A case against a Danish Army officer, charged with the deaths of civilians in Afghanistan, has suffered a setback following the British military's refusal to allow vital video evidence to be shown at his trial.
The officer was responsible for ordering an attack against an Afghan compound near a Danish military base that killed one civilian and injured two others.
The military prosecutors, Auditørkorpset, accuse the officer of gross misconduct, and he could be sentenced to three years in jail for failing to abide by NATO’s secret rules of engagement (ROE).
The Danish military base in question, Bridzar in Afghanistan, is reliant on British surveillance. According to the officer’s lawyer, Torben Koch, the officer used the surveillance to observe four men in a nearby compound who he thought were acting suspiciously and possibly in the process of burying a roadside bomb.
The officer then requested two British Apache helicopters to fire a hellfire missile at the men, which killed one and injured two. When it transpired that the men were civilians, NATO compensated the men’s families.
After the attack, Danish military police, who were present in the room when the officer ordered the attack, made a copy of the surveillance and sent it to the Auditørkorpset in Denmark.
After showing it to military experts, they found that the attack broke NATO’s ROE, which led to them bringing charges against the officer.
The case is shrouded in many levels of secrecy, however. The names of the accused officer as well as the military experts are secret, and so too are the ROE that the officer allegedly broke by ordering the attack.
The ROE, according to Politiken newspaper, are secret in order to prevent giving the Taleban an advantage.

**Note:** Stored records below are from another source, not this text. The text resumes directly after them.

PR #2661, opened 2019-10-11
Rewrite update lineage db script

gregdingle:
# Description

This is a complete rewrite of the lineage update script. The script used to do most its work in inline bash and the update delta was computed with unix tools. It was very hard to tell exactly what the unix commands were doing, and there was an issue where the lineage version of rows was set to NULL. 

Now the script is in pure ruby, except mysqlimport, and the update delta is computed in SQL. The intermediate state is all stored as SQL tables for easy inspection. The final irreversible queries are executed only after a user prompt and they are wrapped in SQL transaction.

# Notes

* Even after our security talk, I didn't use SQL placeholders, because the values are hardcoded in the file, but I could refactor to use placeholders
* See the log output below to see the sequence of events.
* See the test data to understand the inputs. 
* I did not compare output of the old script to the new, but I could do so. 
* The current version is now defined as TaxonLineage.maximum('version_end'), and the next, +1. So the version must only increase in steps of 1. 
* After this goes live, it would be good to set the version columns to be NOT NULL 
* The `started_at` and `ended_at` date format is now the same YYYY-MM-DD as the NCBI date instead of the `Time.now`. I feel this represents better the intent of the script and I can't think of any downside.
* The script is 4x faster to run locally than before, taking 15 min instead of an hour

# Tests

I extracted some test data for this script then added some rows to force inserts and updates. By inspecting database, I saw each type of row was handled correctly. Comparing the 11 test rows to the existing rows from which they were randomly sampled:

```
Retire records...
1920336 records

Insert records...
1 records

Update records...
1 records

Keep same records...
9 records
```

```
TEST RUN

Starting import of s3://idseq-database/taxonomy/2019-09-17 ...



--------------
DROP TABLE IF EXISTS _new_names
--------------

--------------
CREATE TABLE _new_names(taxid text, name text, common_name text)
--------------

Connecting to db
Selecting database idseq_development
Loading data from LOCAL file: /app/tmp/taxonomy/2019-09-17/_new_names.csv into _new_names
idseq_development._new_names: Records: 50  Deleted: 0  Skipped: 0  Warnings: 0
Disconnecting from db
--------------
ALTER TABLE _new_names ADD UNIQUE idx(taxid(255))
--------------

--------------
DROP TABLE IF EXISTS _new_taxid_lineages
--------------

--------------
CREATE TABLE _new_taxid_lineages(taxid text, superkingdom_taxid text, kingdom_taxid text, phylum_taxid text, class_taxid text, order_taxid text, family_taxid text, genus_taxid text, species_taxid text)
--------------

Connecting to db
Selecting database idseq_development
Loading data from LOCAL file: /app/tmp/taxonomy/2019-09-17/_new_taxid_lineages.csv into _new_taxid_lineages
idseq_development._new_taxid_lineages: Records: 11  Deleted: 0  Skipped: 0  Warnings: 0
Disconnecting from db
--------------
DROP TABLE IF EXISTS _new_taxon_lineages
--------------

--------------
CREATE TABLE _new_taxon_lineages(taxid text, started_at text, version_start text, version_end text, superkingdom_taxid text, phylum_taxid text, class_taxid text, order_taxid text, family_taxid text, genus_taxid text, species_taxid text, superkingdom_name text, phylum_name text, class_name text, order_name text, family_name text, genus_name text, species_name text, superkingdom_common_name text, phylum_common_name text, class_common_name text, order_common_name text, family_common_name text, genus_common_name text, species_common_name text, kingdom_taxid text, kingdom_name text, kingdom_common_name text)
--------------

--------------
ALTER TABLE _new_taxon_lineages ADD UNIQUE idx(taxid(255))
--------------

--------------
INSERT INTO _new_taxon_lineages
      SELECT l.taxid,
      2019-09-17,
      5,
      5,
      `superkingdom`.taxid, `phylum`.taxid, `class`.taxid, `order`.taxid, `family`.taxid, `genus`.taxid, `species`.taxid, `superkingdom`.name, `phylum`.name, `class`.name, `order`.name, `family`.name, `genus`.name, `species`.name, `superkingdom`.common_name, `phylum`.common_name, `class`.common_name, `order`.common_name, `family`.common_name, `genus`.common_name, `species`.common_name, `kingdom`.taxid, `kingdom`.name, `kingdom`.common_name
      FROM _new_taxid_lineages l
      JOIN _new_names superkingdom ON l.superkingdom_taxid = superkingdom.taxid
      JOIN _new_names kingdom ON l.kingdom_taxid = kingdom.taxid
      JOIN _new_names phylum ON l.phylum_taxid = phylum.taxid
      JOIN _new_names class ON l.class_taxid = class.taxid
      JOIN _new_names `order` ON l.order_taxid = `order`.taxid
      JOIN _new_names family ON l.family_taxid = family.taxid
      JOIN _new_names genus ON l.genus_taxid = genus.taxid
      JOIN _new_names species ON l.species_taxid = species.taxid
--------------

Retire records...
1920336 records

Insert records...
1 records

Update records...
1 records

Keep same records...
9 records

Do you wish to execute the above irreversible changes? [y/N]

```


lib/tasks/update_lineagedb.rake
```diff
@@ -4,14 +4,30 @@ require 'English'
 
 desc 'Imports NCBI lineage data into IDseq'
 
-task 'update_lineage_db', [:dryrun] => :environment do |_t, args|
+# Lineage records have a [version_start, version_end] inclusive range. Each
+# pipline run has an AlignmentConfig that has a lineage_version. The pipeline
```
cdebourcy: To be slightly more precise, I would say something like: "The version of the NCBI taxonomy that specifies the lineages is kept in sync with the version of NCBI NT/NR used during alignment by comparing alignment_config.lineage_version to taxon_lineages.version_start / taxon_lineages.version_end. When serving reports, the correct lineage should be selected using the following condition: ..."
(you'll definitely word it better than me)

gregdingle: I added some more docs but I'm still not sure if I captured what you wanted. 

> When serving reports, the correct lineage should be selected 

From my reading of the code, the correct lineage is determined at write-time in `generate_aggregate_counts`. The report then merely selects the records associated with the current pipeline run.

cdebourcy: It's found dynamically when showing the taxon tree: https://github.com/chanzuckerberg/idseq-web/blob/e114826b65f9029af2e60257017dbbbb54f90c32/app/models/taxon_lineage.rb#L196

gregdingle:
> If you don't mind adding one more thing, I think it would be great to dump the old state of the table into a file and archive it somewhere in S3. That way if something goes wrong, we can just restore the previous state. It seems like an important addition for peace of mind.

I'll make a copy in mysql itself, then delete it in a month if there have been no issues.

cdebourcy:
> > If you don't mind adding one more thing, I think it would be great to dump the old state of the table into a file and archive it somewhere in S3. That way if something goes wrong, we can just restore the previous state. It seems like an important addition for peace of mind.
> 
> I'll make a copy in mysql itself, then delete it in a month if there have been no issues.

Ok that's fine. I meant in the update script itself in case someone else operates it in the future :)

However, the underlying principle is to avoid civilian deaths, and therefore attacks should only be ordered when it is certain only militants are being targeted.
Experts who have seen the footage spoke to Politiken and confirmed that the men posed no immediate risk to NATO troops, and that the object the men were burying bore no resemblance to a bomb.

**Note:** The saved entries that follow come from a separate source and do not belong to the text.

PR #2664, opened 2019-10-12
Fix hover code in coverage viz for overlapping hits.

MarkAZhang:
# Description

Also separate the contig and read vizs and add the number of reads/contigs in the label (as requested by Jenn)

Previously, the hover code assumed that hits in the coverage viz would never overlap. Unfortunately, they occasionally do.

The previous code tried to use some optimized binary search fanciness to find the hit that was being hovered (and assumed that hits would never overlap)

The new hover code uses a naive approach. It just highlights the smallest overlapping hit. If there is no overlapping hit, it checks if there is a hit within a small buffer (which makes it easier to select tiny hits).

Furthermore, when a hit is highlighted, we ensure that it always appear on top of all other hits. (by re-drawing it in a container that is positioned above other hits)

New algorithm performs well when there are many hits. The coverage viz has a maximum of 500 hits, so the naive approach shouldn't have any issue (the gif below shows an accession with 471 hits).

Oct-14-2019 14-40-27

When there are overlapping hits, the appearance is still a little confusing. (the lighter highlighted flashes in the gif are when we hover over a read that appear underneath the contigs) But it is an improvement from before, when sometimes you would hover over a hit and nothing would appear at all.

Oct-14-2019 14-40-22

# Tests

* Verified that hover code still works properly when there are no overlapping hits.
* Verified that hover code behaves as expected when there are overlapping hits.
* Verified that the read viz doesn't show up when there are no loose reads.
* Verified that bands that represent aggregated reads and contigs show up in both vizs, and are colored differently.
* Will want to double-check on staging that there are no performance issues.

### DIFF
--- a/app/assets/src/components/common/CoverageVizBottomSidebar/CoverageVizBottomSidebar.jsx
+++ b/app/assets/src/components/common/CoverageVizBottomSidebar/CoverageVizBottomSidebar.jsx
@@ -1,5 +1,5 @@
 import React from "react";
-import { find, get } from "lodash/fp";
+import { sum, find, get, isEmpty } from "lodash/fp";
 import cx from "classnames";
 import ReactDOM from "react-dom";
 
@@ -25,6 +25,8 @@ import {
   getHistogramTooltipData,
   generateCoverageVizData,
   getSortedAccessionSummaries,
+  selectContigsFromHitGroups,
+  selectReadsFromHitGroups,
 } from "./utils";
 import cs from "./coverage_viz_bottom_sidebar.scss";
 
@@ -237,7 +239,7 @@ export default class CoverageVizBottomSidebar extends React.Component {
       [[0, data.total_length, 0]],
       {
         domain: [0, data.total_length],
-        colors: [REF_ACC_COLOR],
+        color: REF_ACC_COLOR,
       }
     );
     this.refAccesssionViz.update();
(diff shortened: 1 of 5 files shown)


davidrissato:
Would it make sense to use transparency (fill-oppacity) on these blue bars to visually accommodate overlapping?

davidrissato:
Another thing that I noticed is that we are setting the height and top values for each `rect` element. Also noticed the current version defines a different class name for each of them as well.
Is there a special reason for that? I bet it might be faster using a CSS style, or if it is not possible, maybe we shouldn't create a class name for each entry, because that will allocate a lot of unnecessary CSS entries.

MarkAZhang:
Hey David, thanks for the feedback!

I removed the custom classname for each rect (rect-0, rect-1) as you suggested and used a filter instead.

It's hard to pass the `this.props.height` and `this.props.color` properties to CSS to implement your proposed solution. We would have to hard-code them.
I don't see a huge drawback to keeping the height and top and fill properties as is, as we are not drawing a ton of shapes. If we run into performance issues, we can revisit.

For the fill opacity, I think that should be a separate discussion. It can be tricky to find the right opacity value. (if you make it too low, then when nothing overlaps the shape will be too light. If you make it too high, then it's hard to tell between 2 overlaps and 5 overlaps.) It's also not that clear that the number of overlaps is that important to the user.

happyimadesignr:
This is awesome!! It seems to work a lot better! 

Can you make the space in between the bars smaller from 10px to 6px (space-xs)? They feel a bit far away and we can minimize the height a bit.

PR #2667, opened 2019-10-15
skip CDHITDUP if sample name contains PLEASE_SKIP_CDHITDUP

boris-dimitrov:
# Description

Allow users to request skipping CDHITDUP but adding text PLEASE_SKIP_CDHITDUP to the sample name

# Notes

This sets an attribute in the DAG json, which is then noticed by the pipeline, and has the effect of replacing cdhitdup with the identity function, copying inputs unchanged to outputs.

# Tests

Should confirm that in staging the automatically submitted benchmark sample does run with cdhitdup, and that submitting a new sample with appropriate name runs without it.

### DIFF
--- a/app/lib/dags/host_filter.json.erb
+++ b/app/lib/dags/host_filter.json.erb
@@ -123,7 +123,7 @@
       "class": "PipelineStepRunCDHitDup",
       "module": "idseq_dag.steps.run_cdhitdup",
       "additional_files": {},
-      "additional_attributes": {}
+      "additional_attributes": { "skip_cdhitdup": <%= @attribute_dict[:skip_cdhitdup] %> }
     },
     {
       "in": ["cdhitdup_out"],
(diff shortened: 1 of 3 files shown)


boris-dimitrov:
It's a little silly and goes against all principles.

But isn't it better than running custom branches?    Custom branches are a pain when stuff gets accidentally rerun in future.

At the very least this might be a foundation for someone to complete it into a real feature.

boris-dimitrov:
There is also a thing called `dag_vars` that's even persisted in the sample schema and pipeline_run schema.   I am not sure if that's what should be used instead.

cdebourcy:
> There is also a thing called `dag_vars` that's even persisted in the sample schema and pipeline_run schema. I am not sure if that's what should be used instead.

Yes, that's the intended purpose of dag_vars :)

tfrcarvalho:
Lets please not add this type of hacks to our codebase. If the current workflow (custom branches + `dag_vars`) is not enough for some reason or is not working as expected, we can review it and fix it.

With the British unwilling to permit the surveillance video as evidence, some experts worry that the transparency of the military is being sacrificed in order to not harm Denmark’s relationship with the UK.
“If the Brits give permission [to use the footage], it would create a precedent that they should hand over material that may in the future incriminate their own soldiers,” NATO expert Sten Rynning from Syddansk University told Politiken, adding that it was unlikely that Britain would allow this to happen.